RSE

La visión de las grandes gestoras de inversión

La financiación sostenible, clave para alcanzar los retos globales


14/04/2021 08:00:27 En los últimos años, el sector de las finanzas sostenibles está viviendo una auténtica disrupción. A la firma del Acuerdo de París o al anuncio de los Objetivos de Desarrollo Sostenible de Naciones Unidas, en 2015, se suman las voces de actores relevantes en el ámbito financiero como el World Economic Forum o las ya tradicionales cartas del CEO de BlackRock, Larry Fink, dirigidas a los CEO de las principales empresas del mundo. Todos ellos coinciden en la necesidad de avanzar hacia una economía baja en carbono, pero, a la vez, advierten de que esta transición se debe hacer de forma justa e inclusiva para no dejar a nadie atrás. Un reto que la sociedad debe alcanzar cuanto antes y en el que el sector financiero está llamado a jugar un papel clave. En este reportaje, consultamos a las principales gestoras de fondos que operan en España para analizar el presente y futuro de la financiación sostenible.

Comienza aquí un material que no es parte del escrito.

PR #237, opened 2020-03-12
thumbnail images

webb04:
## Why are you doing this?
New component and styles for when `role: "thumbnail"` is set.

https://www.theguardian.com/commentisfree/2020/mar/11/2020-budget-guardian-panel-verdict-rishi-sunak

## Screenshots

| Before | After |
| --- | --- |
|  |  |
| Wide |  |

### DIFF
--- a/src/components/bodyImageThumbnail.tsx
+++ b/src/components/bodyImageThumbnail.tsx
@@ -2,15 +2,12 @@
 
 import React, { FC, ReactNode } from 'react';
 import { css } from '@emotion/core';
-import { breakpoints } from '@guardian/src-foundations';
-
 import Image, { Props as ImageProps } from 'components/image';
 import { Pillar } from 'pillar';
 
-
 // ----- Setup ----- //
 
-const sizes = `(min-width: ${breakpoints.phablet}px) 620px, 100vw`;
+const sizes = `(min-width: 140px)`;
 
 
 // ----- Component ----- //
--- a/src/components/bodyImageThumbnail.tsx
+++ b/src/components/bodyImageThumbnail.tsx
@@ -1,0 +1,38 @@
+// ----- Imports ----- //
+
+import React, { FC, ReactNode } from 'react';
+import { css } from '@emotion/core';
+import { breakpoints } from '@guardian/src-foundations';
+
+import Image, { Props as ImageProps } from 'components/image';
+import { Pillar } from 'pillar';
+
+
+// ----- Setup ----- //
+
+const sizes = `(min-width: ${breakpoints.phablet}px) 620px, 100vw`;
+
+
+// ----- Component ----- //
+
+interface Props {
+    image: Omit<ImageProps, 'sizes'>;
+    figcaption: ReactNode;
+    pillar: Pillar;
+}
+
+const styles = css`
+    display: block;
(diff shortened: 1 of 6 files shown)


src/components/bodyImageThumbnail.tsx
```diff
@@ -0,0 +1,38 @@
...
+import { css } from '@emotion/core';
+import { breakpoints } from '@guardian/src-foundations';
+
+import Image, { Props as ImageProps } from 'components/image';
+import { Pillar } from 'pillar';
+
+
+// ----- Setup ----- //
+
+const sizes = `(min-width: ${breakpoints.phablet}px) 620px, 100vw`;
```
JamieB-gu: Is the thumbnail `620px` wide from phablet and 100% of the viewport width otherwise?

src/components/image.ts
```diff
@@ -75,12 +77,21 @@ const styles = (width: number, height: number): SerializedStyles => css`
     }
 `;
 
-const Image: FC<Props> = ({ url, sizes, salt, alt, width, height, caption, credit }) => {
+const thumbnailStyles = (width: number, height: number): SerializedStyles => css`
+    float: left;
+    clear: left;
+    width: 8.75rem;
```
JamieB-gu: ?

```suggestion
    width: 8.75rem;
    height: calc(8.75rem * ${height / width});
```

src/item.ts
```diff
@@ -82,6 +82,7 @@ type Image = {
     file: string;
     width: number;
     height: number;
+    role: string;
```
JamieB-gu:
```ts
enum Role {
    Thumbnail,
}
```

```suggestion
    role: Option<Role>;
```

src/components/bodyImageThumbnail.tsx
```diff
@@ -0,0 +1,35 @@
...
+
+// ----- Setup ----- //
+
+const sizes = `(min-width: 140px)`;
+
+
+// ----- Component ----- //
+
+interface Props {
+    image: Omit<ImageProps, 'sizes'>;
```
alexduf: What's that `Omit` type?

JamieB-gu: Docs [here](https://www.typescriptlang.org/docs/handbook/utility-types.html#omittk). I think this is derived from the `Props` I created for the `Image` component.

I haven't yet decided whether it was a good idea or not. I'm a bit cautious about making use of utility types... it often feels like you're getting round the fact that if you'd designed your types another way you wouldn't have this problem...

src/components/bodyImageThumbnail.tsx
```diff
@@ -0,0 +1,35 @@
+// ----- Imports ----- //
+
+import React, { FC, ReactNode } from 'react';
+import { css } from '@emotion/core';
+import Image, { Props as ImageProps } from 'components/image';
+import { Pillar } from 'pillar';
+
+// ----- Setup ----- //
+
+const sizes = `(min-width: 140px)`;
```
JamieB-gu: Does this also need a "source size value", as defined [here](https://developer.mozilla.org/en-US/docs/Web/HTML/Element/img#attr-sizes)?

Is it possible this should be:

```ts
const sizes = '140px';
```

PR #239, opened 2020-03-13
Instagram elements

webb04:
## Why are you doing this?
Handle Instagram elements: http://localhost:8080/film/2020/mar/12/kate-beckinsale-harvey-weinstein-rant-new-york-premiere

### DIFF
--- a/src/renderer.ts
+++ b/src/renderer.ts
@@ -351,6 +351,14 @@ const render = (salt: string, pillar: Pillar) => (element: BodyElement, key: num
 
         case ElementKind.Tweet:
             return h(Tweet, { content: element.content, pillar, key });
+
+        case ElementKind.Instagram:
+            const props = {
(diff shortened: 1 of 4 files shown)


src/renderer.ts
```diff
@@ -351,6 +351,14 @@ const render = (salt: string, pillar: Pillar) => (element: BodyElement, key: num
 
         case ElementKind.Tweet:
             return h(Tweet, { content: element.content, pillar, key });
+
+        case ElementKind.Instagram:
+            const props = {
+                dangerouslySetInnerHTML: {
```
JamieB-gu: Is there anything in the Instagram HTML that prevents us from providing a similar implementation to the one we do [for tweets](https://github.com/guardian/apps-rendering/blob/89b09fde0368f94b2e86a09d16cf2a9aa1999773/src/renderer.ts#L319)?

PR #196, opened 2022-03-30
Fix navigation reloading when the profile gets updated

### LINKED ISSUE #195: Updating the username reloads the navigation
When the user is logged in and their username gets updated, the whole application gets reloaded and the current navigation section is lost.

alexandrepiveteau:
This PR fixes #195. A regression test is added, which checks that updating the profile won't change the current navigation section, and a fix is added.

The issue was caused by improper equality checks on `UserState` in the `Crossfade` composable. If the username (or any profile field) was updated, the `UserState` was different and the `Crossfade` would animate to the next state, essentially creating a new body composable.

By specifying an explicit `key` in an `AnimatedContent`, user field updates won't be considered as if a new user had logged in, and navigation reloading will be fixed.

### DIFF
--- a/mobile/src/main/java/ch/epfl/sdp/mobile/state/Navigation.kt
+++ b/mobile/src/main/java/ch/epfl/sdp/mobile/state/Navigation.kt
@@ -1,10 +1,14 @@
 package ch.epfl.sdp.mobile.state
 
-import androidx.compose.animation.Crossfade
+import androidx.compose.animation.AnimatedContent
+import androidx.compose.animation.core.updateTransition
+import androidx.compose.animation.with
 import androidx.compose.runtime.*
 import ch.epfl.sdp.mobile.application.authentication.AuthenticatedUser
 import ch.epfl.sdp.mobile.application.authentication.AuthenticationUser
 import ch.epfl.sdp.mobile.application.authentication.NotAuthenticatedUser
+import ch.epfl.sdp.mobile.ui.FadeEnterTransition
+import ch.epfl.sdp.mobile.ui.FadeExitTransition
 import kotlinx.coroutines.flow.map
 
 /**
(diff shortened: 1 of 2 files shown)


matt989253 (approved):

mobile/src/main/java/ch/epfl/sdp/mobile/state/Navigation.kt
```diff
@@ -27,18 +35,29 @@ fun Navigation() {
 /** An interface representing the current state of the user. */
 private sealed interface UserState {
 
+  /**
+   * A unique key for this [UserState], which indicates that a full-screen transition should occur.
+   */
+  val key: Any
```
BadrTad, line 41: [Question] Why is key of type `Any` ? Wouldn't be more concise if it was an `enum` instead, or simply a `String` ?

BadrTad (approved):

mobile/src/main/java/ch/epfl/sdp/mobile/state/Navigation.kt
alexandrepiveteau: The function `contentKey` from `AnimatedContent` returns an `Any`, so I thought I could simply match its return type. I don't think making it a different type would make the code more concise, but I could indeed enforce that it's a `String`.

However, I would not want future consumers of `UserState` to assume that they'll always get a `key` that's a `String`, so `Any` sounds like a good choice too. What are your thoughts on this ?

BadrTad: What do you mean by future consumers ?

alexandrepiveteau: Some code we write that uses `UserState`

alexandrepiveteau: To me, the fact that a `key` of a `UserState` is a `String` is an implementation detail, so I don't think we should expose a more precise type

BadrTad: Yes sounds logical

PR #197, opened 2022-03-30
Add support for navigating to matches using their id

alexandrepiveteau:
This PR adds match identifiers when displaying a game.


KurohanaJuri (approved):

mobile/src/main/java/ch/epfl/sdp/mobile/state/StatefulGameScreen.kt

En la actualidad, no existe una definición única de Inversión Socialmente Responsable o ISR. De hecho, la nueva regulación evita utilizar este concepto y apuesta por la Inversión Sostenible. Así pues, por ejemplo, los Principios de Inversión Responsable (PRI) de Naciones Unidas definen la como “una estrategia y práctica que incorpora los factores ambientales, sociales y de gobernanza (ASG) en las decisiones de inversión y la administración de activos. Además, complementa las técnicas tradicionales de análisis financiero y construcción de carteras”. Los gestores de fondos consultados coinciden en afirmar que, hoy en día, hay una gran diversidad de formas de implementar la Inversión Sostenible. Además, se trata de un ámbito que está en plena disrupción, pues en unos años se ha pasado de hablar de estrategias de exclusión y de cateras best in class a hablar de Objetivos de Desarrollo Sostenible, de inversión de impacto, de engagement, de capitalismo inclusivo o de biodiversidad, entre otros aspectos. Por este motivo, la directora asociada de Inversiones de Schroders, Claire Herbert, cree que “tener un abanico de enfoques ayuda a promover la innovación y la diferenciación. En los últimos años hemos visto que el número de productos integrados, sostenibles y de impacto han pasado a la vanguardia de la inversión sostenible”. En este sentido, el responsable de DWS para España y Portugal, Mariano Arenillas, afirma que “existen tantas aproximaciones casi como inversores, pero en todas ellas subyace el objetivo de políticas empresariales que tengan como objetivo no sólo maximizar la rentabilidad, sino que dicha actividad sea sostenible en el largo plazo, tanto para la empresa como también para el entorno ambiental, social y de gobernanza en el que opera”. Y considera que la Taxonomía europea de Finanzas Sostenibles ayudará, en el futuro, a determinar qué se considera sostenible. “Creemos que la herramienta que la Unión Europea pondrá a disposición este 2021 ayudará a los inversores a una mejor comprensión y entendimiento de los fundamentos de inversión sostenible”.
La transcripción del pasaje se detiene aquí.